Plotting over an existing plot with ggplot2

bhorsley · March 5, 2018, 5:27am

Hello,

I have some historical sports data plotted as a boxplot using ggplot2. I'm wanting to read in another .csv file with some new data and plot the data points on the existing boxplot. I'm wondering how to achieve this.

My code currently reads as:

plot <- ggplot(data = quarterone, aes(x = Player.Name, y = Average.Distance)) +
  geom_boxplot() +
  coord_flip()

Basically, I'm wanting to plot the current Average.Distance variable, using the new dataset, against the historical data to see where that data point lies within the distribution. Once again, any assistance will be greatly appreciated.

Thank you.

mishabalyasin · March 5, 2018, 11:15am

Can you post a reprex with some made up data (or real, if it is not sensitive) so that it is clear what you are trying to achieve?

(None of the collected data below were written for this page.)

PR #3467, opened 2023-05-17
fix(frontend): fix picasso drag-and-drop issue with 0 length placeholder

### LINKED ISSUE #3463: Drag and drop bug on picasso
When dragging new schedule entries onto the picasso, under some yet unknown conditions, sometimes the release is not triggered, and the gray placeholder schedule entry gets stuck to the mouse pointer permanently:

[Bildschirmaufzeichnung vom 2023-05-15, 22-30-03 (getrimmt).webm](https://github.com/ecamp/ecamp3/assets/7566995/4b6bef4a-af7a-492a-867f-78067ddbedf9)

The bug has several, progressively worse stages. Timeline of the above video:
0:03 - 0:11 stage 1
0:12 - 0:32 stage 2
0:33 - 0:44 back in stage 1
0:44 user refreshes the page to get rid of the bug
(Stage 3 is never reached in this video, see below for a video of that)

### Stage 1: Canceling the dialog
I was able to reproduce this by double-clicking on the draggable picasso surface, while moving the mouse pointer enough in vertical direction between the two clicks. It has to be at least enough movement such that a minimal length schedule entry is created (i.e. **in very short succession: click, drag a little bit, click**):
[picasso-dragging-bug-1.webm](https://github.com/ecamp/ecamp3/assets/7566995/88c968b6-f131-4eaa-9171-8a223ac9f092)

### Stage 2: Getting the schedule entry end stuck to the cursor
Once a user is in stage 1, they might try to get rid of the gray placeholder and/or re-trigger the dialog, by dragging the length handle of the placeholder. This makes matters worse, because now, the end of the schedule entry is stuck to the mouse cursor, until the user clicks again, getting back to stage 1.
In some cases, we can also get directly to stage 2, when the second click of the reproduction above accidentally grabs and moves the length handle of the placeholder schedule entry.
[picasso-dragging-bug-2.webm](https://github.com/ecamp/ecamp3/assets/7566995/b669daa0-e703-4a5c-8553-8370d8b1e350)

### Stage 3: Getting the entire schedule entry stuck to the cursor
While in stage 1, if the user tries to move the placeholder schedule entry by dragging its body, the placeholder gets stuck permanently to the mouse cursor. I have found no way to get out of this situation, except for refreshing the page. In this stage, if the user tries to save the schedule entry, we get a console error `g._meta is undefined` or `Cannot read properties of undefined (reading 'self')` or `undefined is not an object (evaluating 'g._meta.self')` in the ScheduleEntries.vue component. These are collected in a [Sentry issue](https://ecamp.sentry.io/issues/4004671918/?project=5602507).
[picasso-dragging-bug-3.webm](https://github.com/ecamp/ecamp3/assets/7566995/59648ba8-4b8a-46ec-b019-b3b9eceabc06)

usu:
Fixes #3463 (hopefully)

also adresses https://github.com/ecamp/ecamp3/pull/3410#pullrequestreview-1384144228

Based on #3411 because it makes debugging much easier when seeing the start/end times directly. Happy to rebase on devel, in case we are not yet ready to merge #3411

I tried to only touch code directly related to this bug. Can you guys try it out, if the behaviour matches our expectations?

If so, I can check, if we have similar issues with the other drag & drop handlers as well (resize, move). Plus also cleaning up the code a bit.

### DIFF
--- a/common/helpers/dateHelperUTCFormatted.js
+++ b/common/helpers/dateHelperUTCFormatted.js
@@ -38,6 +38,12 @@ function timeDurationShort(start, end, tc) {
 }
 
 // short format of dateTime range
+// doesn't show any date
+function rangeTime(start, end, tc) {
+  return hourShort(start, tc) + ' - ' + hourShort(end, tc)
+}
+
+// short format of dateTime range
 // doesn't repeat end date if on the same day
 function rangeShort(start, end, tc) {
   let result = ''
@@ -92,6 +98,7 @@ export {
   hourShort,
   hourLong,
   dateRange,
+  rangeTime,
   rangeShort,
   rangeLongEnd,
 }
--- a/frontend/src/components/program/picasso/PicassoEntry.vue
+++ b/frontend/src/components/program/picasso/PicassoEntry.vue
@@ -2,8 +2,9 @@
   <!-- edit mode: normal div with drag & drop -->
   <div
     v-if="editable"
-    class="e-picasso-entry e-picasso-entry--editable"
+    class="e-picasso-entry"
     :class="{
+      'e-picasso-entry--editable': !scheduleEntry.tmpEvent,
       'e-picasso-entry--temporary elevation-4 v-event--temporary': scheduleEntry.tmpEvent,
     }"
     :style="colorStyles"
@@ -11,7 +12,7 @@
   >
     <!-- edit button & dialog -->
     <dialog-activity-edit
-      v-if="editable && !scheduleEntry.tmpEvent"
+      v-if="!scheduleEntry.tmpEvent"
       ref="editDialog"
       :schedule-entry="scheduleEntry"
       @activityUpdated="$emit('finishEdit')"
@@ -60,7 +61,7 @@
 
     <!-- resize handle -->
     <div
-      v-if="editable"
+      v-if="!scheduleEntry.tmpEvent"
       class="e-picasso-entry__drag-bottom"
       @mousedown.stop="$emit('startResize')"
     />
@@ -379,6 +380,8 @@ export default {
 }
 .e-picasso-entry--editable:hover,
 .e-picasso-entry--temporary {
+  cursor: default;
+
   .e-picasso-entry__duration-center {
     opacity: 100%;
   }
--- a/frontend/src/components/program/picasso/PicassoEntry.vue
+++ b/frontend/src/components/program/picasso/PicassoEntry.vue
@@ -107,6 +107,7 @@
 import { ref, toRefs } from 'vue'
 import DialogActivityEdit from '../DialogActivityEdit.vue'
 import campCollaborationDisplayName from '@/common/helpers/campCollaborationDisplayName.js'
+import { timestampToUtcString } from '@/common/helpers/dateHelperVCalendar.js'
 import { dateHelperUTCFormatted } from '@/mixins/dateHelperUTCFormatted.js'
 import { scheduleEntryRoute } from '@/router.js'
 import { contrastColor } from '@/common/helpers/colors.js'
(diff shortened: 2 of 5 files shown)


common/helpers/dateHelperUTCFormatted.js
```diff
@@ -37,6 +37,12 @@ function timeDurationShort(start, end, tc) {
   })
 }
 
+// short format of dateTime range
```
BacLuc, line 40: Here you could use jsdoc, this would appears in the ide when you hover over the function or in the autocompletion when you use the function

carlobeltrame:
Great, on the deployment I can't reproduce the bug anymore with my method!
Does this PR then also supersede #3410? The dragging in both directions feels much more natural to me now.
I think I'd like to rebase this on devel, because I'm not really happy with the details of #3411 yet, and I have a feeling we need to talk some details of that PR over.
I haven't understood all of your changes yet, but will do an in-depth review soon.

frontend/src/helpers/vCalendarDragAndDrop.js
```diff
@@ -2,11 +2,22 @@
  * helpers for VCalendar DragAndDrop composables
  */
 
+const ONE_MINUTE = 60 * 1000
+const ONE_HOUR = 60 * ONE_MINUTE
+const ONE_DAY = 24 * ONE_HOUR
+
+const roundToMinutes = 15 // minutes
```
carlobeltrame, line 9: It seems a little odd to have this in a constant here. Wouldn't that be better as a parameter of roundTime with a default value? Or otherwise maybe rename roundTime to roundTimeToQuarterHour?

frontend/src/components/program/picasso/PicassoEntry.vue
```diff
@@ -379,6 +380,8 @@ export default {
 }
 .e-picasso-entry--editable:hover,
 .e-picasso-entry--temporary {
+  cursor: default;
```
carlobeltrame, line 383: Why was this added?

frontend/src/helpers/vCalendarDragAndDrop.js
```diff
@@ -2,11 +2,22 @@
...
+const roundToMilliseconds = roundToMinutes * ONE_MINUTE
+
 // helper function to convert Vuetify day & time object into timestamp
 const toTime = (tms) => {
   return new Date(tms.year, tms.month - 1, tms.day, tms.hour, tms.minute).getTime()
 }
 
+const roundTime = (time) => {
```
carlobeltrame, line 17: Could we use this function in useDragAndDropMove.js as well, and then remove roundTimeDown entirely?

carlobeltrame (approved):
Consider adding tests for roundTime, like the ones we have for roundTimeDown.

common/helpers/dateHelperUTCFormatted.js
usu: This code is part of #3411

frontend/src/helpers/vCalendarDragAndDrop.js
usu: Renamed in #3468

frontend/src/helpers/vCalendarDragAndDrop.js
usu: Fixed in #3468

frontend/src/components/program/picasso/PicassoEntry.vue
usu: For the temporary placeholder, I don't want to show the grab pointer (which is for move operation of existing events). This change makes the switching back and forth of different cursor animations a bit less flaky. But still remains a cosmetic issue to fix.

usu:
Superseded by #3468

FAQ: What's a reproducible example (`reprex`) and how do I create one? meta

Why reprex? Getting unstuck is hard. Your first step here is usually to create a reprex, or reproducible example. The goal of a reprex is to package your code, and information about your problem so that others can run it and feel your pain. Then, hopefully, folks can more easily provide a solution. What's in a Reproducible Example? Parts of a reproducible example: background information - Describe what you are trying to do. What have you already done? complete set up - include any library() calls and data to reproduce your issue. data for a reprex: Here's a discussion on setting up data for a reprex make it run - include the minimal code required to reproduce your error on the data…

But as a general advice what you can do is create a new dataframe that will contain both datasets in one. Before joining them you can mark them (look into dplyr::bind_rows, it has support for this type of thing). Then you just plot you data and split it by this new column with color/fill/whatever is more suitable. Will this approach work?

Another approach is to add new data directly into ggplot using data argument for any of the layers. For example, something like + geom_point(data = new_data, color = "red") or something.